Department of Molecular Biophysics and Biochemistry, Yale University, New Haven, Connecticut, United States of America.
Department of Pharmacology, Yale University School of Medicine, New Haven, Connecticut, United States of America.
PLoS One. 2018 Mar 29;13(3):e0195048. doi: 10.1371/journal.pone.0195048. eCollection 2018.
Human apolipoprotein B mRNA-editing enzyme-catalytic polypeptide-like 3 (A3) proteins are a family of cytidine deaminases that catalyze the conversion of deoxycytidine (dC) to deoxyuridine (dU) in single-stranded DNA (ssDNA). A3 proteins act in the innate immune response to viral infection by mutating the viral ssDNA. One of the most well-studied human A3 family members is A3G, which is a potent inhibitor of HIV-1. Each A3 protein prefers a specific substrate sequence for catalysis-for example, A3G deaminates the third dC in the CCCA sequence motif. However, the interaction between A3G and ssDNA is difficult to characterize due to poor solution behavior of the full-length protein and loss of DNA affinity of the truncated protein. Here, we present a novel DNA-anchoring fusion strategy using the protection of telomeres protein 1 (Pot1) which has nanomolar affinity for ssDNA, with which we captured an A3G-ssDNA interaction. We crystallized a non-preferred adenine in the -1 nucleotide-binding pocket of A3G. The structure reveals a unique conformation of the catalytic site loops that sheds light onto how the enzyme scans substrate in the -1 pocket. Furthermore, our biochemistry and virology studies provide evidence that the nucleotide-binding pockets on A3G influence each other in selecting the preferred DNA substrate. Together, the results provide insights into the mechanism by which A3G selects and deaminates its preferred substrates and help define how A3 proteins are tailored to recognize specific DNA sequences. This knowledge contributes to a better understanding of the mechanism of DNA substrate selection by A3G, as well as A3G antiviral activity against HIV-1.

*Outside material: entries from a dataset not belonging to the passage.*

Issue #1519, opened 2019-09-27
Flaky test/unit/HooksWorkerClient-test.js


honzajavorek:
**Describe the bug**

After migrating to CircleCI, we discovered a new flaky test:

```
  1) Hooks worker client
       when hooks handler server is running and not modifying transactions
         when 'beforeEach' hook function is triggered
           "before each" hook in "when 'beforeEach' hook function is triggered":
     Error: done() called multiple times
      at runner.hooks.(anonymous function).(anonymous function) (test/unit/HooksWorkerClient-test.js:779:68)
      at EventEmitter.messageHandler (lib/HooksWorkerClient.js:346:11)
      at Socket.handlerClient.on (lib/HooksWorkerClient.js:286:40)
      at addChunk (_stream_readable.js:263:12)
      at readableAddChunk (_stream_readable.js:250:11)
      at Socket.Readable.push (_stream_readable.js:208:10)
      at TCP.onread (net.js:601:20)
```

PR #1531, opened 2019-10-03
Makes Dredd a monorepo

artem-zakharchenko:

- To manage Dredd and friends more effectively

- A part of #1186 

- [x] To write docs
- [x] To write tests


artem-zakharchenko:
**Current state:** Managing docs, moved to the root directory, fixing references to fixtures from `hooks/index.rst`. There were some issues with `docutils` python dependency being not installed. Should be solved with moving docs to the root.

packages/dredd/package.json
```diff
@@ -0,0 +1,107 @@
...
+    "prettify": "prettier --write lib/**/*.js test/**/*.js",
+    "prettify:check": "prettier --check lib/**/*.js test/**/*.js",
+    "test": "mocha \"./test/**/*-test.js\"",
+    "test:debug": "mocha --debug-brk \"./test/**/*-test.js\"",
+    "e2e": "npm run e2e:apib && npm run e2e:openapi2",
+    "e2e:apib": "cucumber-js",
+    "e2e:openapi2": "cucumber-js --world-parameters=\"{\\\"apiDescriptionFormat\\\": \\\"application/swagger+yaml\\\"}\"",
+    "ci:lint": "npm run lint",
+    "ci:test": "npm test",
+    "ci:smoke": "bash ./scripts/smoke.sh",
```
kylef: I don't think this comment is about the PR itself, but once we have dredd-transactions in the repo too, we will want to alter the smoke tests to test with the in-repo dredd-transactions.

When the time comes for this, you can take a look at how I solved similiar in API Elements where "Fury CLI" uses the local in-repo libraries as part of the smoke test: https://github.com/apiaryio/api-elements.js/blob/dbd6aafbd50fcb2fab43eae9d612561147308377/.circleci/smoke.sh

pksunkara:
LGTM.

artem-zakharchenko:
@honzajavorek please note that this pull request also brings Yarn as the default package manager to Dredd. The reasoning is the support for "workspaces", which grants an ability to properly install shared dependencies between multiple packages in a monorepo.

Due to that, I'd also update the docs (mainly contributing guidelines) to mention the Yarn preference. What do you think?

honzajavorek:
@artem-zakharchenko 

> Yarn as the default package manager to Dredd

For development, right? So we're talking about the "internals" page in the docs. Sure, reasonable.

For Dredd users we should still recommend npm.

artem-zakharchenko:
Yes, of course. Publicly nothing changes, Yarn is preferred for contributing only, not to fix package managers during dependencies management and CI. Well, in that case you're right, nothing to update (except of contributing docs in a separate pull request).

appveyor.yml
```diff
@@ -3,14 +3,16 @@ environment:
 install:
   - ps: Install-Product node 12
   - 'npm -g install npm@6'
```
honzajavorek: I guess we can remove this line now

docs/conf.py
```diff
@@ -116,6 +116,9 @@
 
 linkcheck_ignore = [
     'https://crates.io/crates/dredd-hooks',  # https://github.com/sphinx-doc/sphinx/pull/5140
+    # Exclude Dredd repository links, because they are checked
+    # as a part of another script.
```
honzajavorek: Would be nice to mention which one - `_extensions/ghlink_check.py`

appveyor.yml
artem-zakharchenko: Removed in https://github.com/apiaryio/dredd/pull/1531/commits/9abe641a834d0bb9609dae2e2df8c38bd106d8f2.

docs/conf.py
artem-zakharchenko: Mentioned in https://github.com/apiaryio/dredd/pull/1531/commits/5cc3afda02db6774f0256bb5de262335528f5905.

artem-zakharchenko:
Experiencing a flaky test (#1519). Re-running the workflow...

Issue #267, opened 2015-08-28
HTTP `LINK` and `UNLINK` is not sorted


obihann:
According to the dredd documentation sorted is missing support for `LINK` and `UNLINK`:

```
 --sorted, -s         Sorts requests in a sensible way so that objects are not
                       modified before they are created. Order: CONNECT,
                       OPTIONS, POST, GET, HEAD, PUT, PATCH, DELETE, TRACE.
```

I suggest the following, and I would be willing to help implement it:

```
 --sorted, -s         Sorts requests in a sensible way so that objects are not
                       modified before they are created. Order: CONNECT,
                       OPTIONS, POST, GET, HEAD, PUT, PATCH, LINK, UNLINK, DELETE, TRACE.
```

w-vi:
@obihann good suggestion I'll leave the decision on @netmilk how to approach this including the #268 issue as they are related and may be solved in one go.

obihann:
@w-vi @netmilk thanks for the reply, glad you agree its a useful idea. Honestly this is causing me a bit of trouble on a current project and I'm more than likely going to have to fork dredd and implement my own solution, so if you would like we can discuss the best way to handle this and then when I make the change I can submit a pull request.

w-vi:
@obihann Can we postpone the discussion to the next week when @netmilk is around?

obihann:
That works for me. I'm currently skipping my tests that relate to LINk and UNLINK, however they can stay in that state for a few more days haha.

obihann:
Just a poke to bring this back on the table. @w-vi @netmilk

PR #1545, opened 2019-10-08
Rewrites simple modules to TypeScript

artem-zakharchenko:

- To slowly begin to rewrite Dredd internal modules to TypeScript
- Rewrites and simplifies `sortTransactions` module

- Follows #1524 

- [x] To write docs
- [ ] To write tests
- [x] Add unit tests for `sortTransactions` module


packages/dredd/lib/general.ts
```diff
@@ -0,0 +1,82 @@
...
+    bodyEncoding: BodyEncoding;
+  };
+  skip: boolean;
+  fail: boolean;
+
+  test: TransactionTest;
+}
+
+export interface TransactionRequest {
+  method: RESTMethod;
```
honzajavorek:
```suggestion
  method: HTTPMethod;
```

packages/dredd/lib/general.ts
```diff
@@ -0,0 +1,82 @@
+export enum RESTMethod {
```
honzajavorek:
```suggestion
export enum HTTPMethod {
```

packages/dredd/test/unit/sortTransactions-test.ts
```diff
@@ -0,0 +1,104 @@
+import R from 'ramda';
+import { expect } from 'chai';
+import sortTransactions from '../../lib/sortTransactions';
+import { Transaction, RESTMethod } from '../../lib/general';
+
```
honzajavorek: I don't see a similar test written in JS being removed. Does it mean you want to keep it to be sure nothing got broken, or that it doesn't exist and this part isn't tested?

honzajavorek:
If you add two methods, you can close this one https://github.com/apiaryio/dredd/issues/267

packages/dredd/test/unit/sortTransactions-test.ts
artem-zakharchenko: I couldn't find any existing test that would cover `sortTransactions`. To my knowledge this adds the missing unit test, so there is no JavaScript predecessor to remove. Please, point me if you know where this behavior may be tested already. Thanks.

packages/dredd/lib/general.ts
artem-zakharchenko: Resolved in 875fc45.

artem-zakharchenko:
@honzajavorek thanks for the review.

Are you speaking about adding `LINK` and `UNLINK` to `HTTPMethod`? Are those even valid methods per spec?

honzajavorek:
They are used with proxies.

artem-zakharchenko:
@honzajavorek I think we can cover LINK/UNLINK separately. Thanks!

PR #1550, opened 2019-10-09
Configures scripts and CI for monorepo

artem-zakharchenko:

- [ ] To write docs
- [ ] To write tests


.circleci/config.yml
```diff
@@ -92,16 +95,16 @@ jobs:
...
   release:
     # the GH_TOKEN and NPM_TOKEN environment variables are expected to be set
     # in https://circleci.com/gh/apiaryio/dredd/edit#env-vars
     docker: [<<: *node12]
     steps:
       - checkout
-      - <<: *install
-      - run: yarn ci:release
+      # - <<: *install
+      # - run: yarn ci:release
```
honzajavorek: My hunch tells me this commented out piece can possibly stay here for longer than what we'd anticipate. I'd appreciate if there's a comment why it's commented out (the decision behind it).

pksunkara: It's commented out because semantic release needs to be figured out how to work with lerna. You lose the monorepo benefits if your package.json doesn't have proper `version`. Semantic release needs `0.0.0`.

artem-zakharchenko: Added the comment. Thanks!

人载脂蛋白 B mRNA 编辑酶催化多肽样 3(A3)蛋白是一类胞嘧啶脱氨酶,可催化单链 DNA(ssDNA)中脱氧胞苷(dC)转化为脱氧尿苷(dU)。A3 蛋白通过突变病毒 ssDNA 来参与先天免疫反应以抵抗病毒感染。研究最为深入的人类 A3 家族成员之一是 A3G,它是 HIV-1 的强效抑制剂。每个 A3 蛋白都偏爱特定的催化底物序列,例如,A3G 使 CCCA 序列基序中的第三个 dC 脱氨。然而,由于全长蛋白的溶液行为不佳以及截短蛋白 DNA 亲和力的丧失,A3G 与 ssDNA 之间的相互作用难以表征。在这里,我们提出了一种使用端粒保护蛋白 1(Pot1)的新型 DNA 锚定融合策略,Pot1 对 ssDNA 的亲和力为纳摩尔级,我们利用该策略捕获了 A3G-ssDNA 相互作用。我们对 A3G 中 -1 核苷酸结合口袋中的非优先腺嘌呤进行了结晶。该结构揭示了催化位点环的独特构象,阐明了该酶如何在 -1 口袋中扫描底物。此外,我们的生物化学和病毒学研究提供了证据,表明 A3G 上的核苷酸结合口袋在选择首选 DNA 底物时相互影响。总的来说,这些结果提供了对 A3G 选择和脱氨其首选底物的机制的深入了解,并有助于确定 A3 蛋白如何适应识别特定的 DNA 序列。这些知识有助于更好地理解 A3G 对 DNA 底物选择的机制以及 A3G 对 HIV-1 的抗病毒活性。